Collected data entries:
PR #485, opened 2020-06-30
add correct answer data to answer hash for Math Objects

Alex-Jordan:
Some Math Objects have a `data` property. The main example I have in mind is a `RadioButtons` object, in which case the `data` is the HTML `value` of the input (type `radio`) that is the correct answer. It's something like `B2`, by default. The answer hash doesn't currently give a way to identify that `value` of the correct option. This PR adds `correct_data` to the answer hash. Since it is an array reference, it's not helpful to stringify it. So in the `stringify` subroutine, we go one level deeper into its contents before stringifying.

@dpvc and others, does this raise any flags?

### DIFF
--- a/lib/AnswerHash.pm
+++ b/lib/AnswerHash.pm
@@ -257,9 +257,18 @@ sub score {
 sub stringify_hash {
   my $self = shift;
   Parser::Context->current(undef,$self->{correct_value}->context) if $self->{correct_value};
+  # special treatment for correct_data array
+  my $correct_data;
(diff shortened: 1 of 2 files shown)


Alex-Jordan:
Not that anyone was on the cusp of merging this, but please stand by. I've discovered an issue with it.

Alex-Jordan:
This commit causes some unforeseen side effects, and now #494 accomplishes what I needed this for anyway.

PR #486, opened 2020-06-30
Correct aria label

Alex-Jordan:
Prior to this commit, if you use `parserRadioButtons.pl` to make a RadioButtons answer, the aria-labels on the buttons come out as:

- answer 1 option 1 
- answer 1 option 1 
- answer 1 option 2 
- answer 1 option 3

This commit corrects that to:

- answer 1 option 1 
- answer 1 option 2 
- answer 1 option 3 
- answer 1 option 4

### DIFF
--- a/macros/parserRadioButtons.pl
+++ b/macros/parserRadioButtons.pl
@@ -541,7 +541,7 @@ sub BUTTONS {
     $tag = $self->labelFormat($self->{labels}[$i]).$tag if $self->{displayLabels};
     if ($i > 0) {
       push(@radio,main::NAMED_ANS_RADIO_EXTENSION($name, $value, $tag,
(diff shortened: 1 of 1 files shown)


taniwallach (approved):
Bug from before the patch was seen in a sample problem in "view source", and is fixed by this patch.

It is worth noting that the first aria-label is added via the call to `main::NAMED_ANS_RADIO()` and the relevant code for that is in `macros/PGbasicmacros.pl` which is why the `else` case does not have an `aria_label` setting here.

It is also worth noting for the future that `generate_aria_label` seems to use `maketext` to internationalize much of the aria-label, but the string "option" used is both `macros/PGbasicmacros.pl` and in `macros/parserRadioButtons.pl` without `maketext` and at present "option" is not in the po files to provide translations.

WHAT IS BEING ASKED: Give only the number of lines in the data that hold the word "shortened".

SOLUTION FOR THIS PROBLEM: 2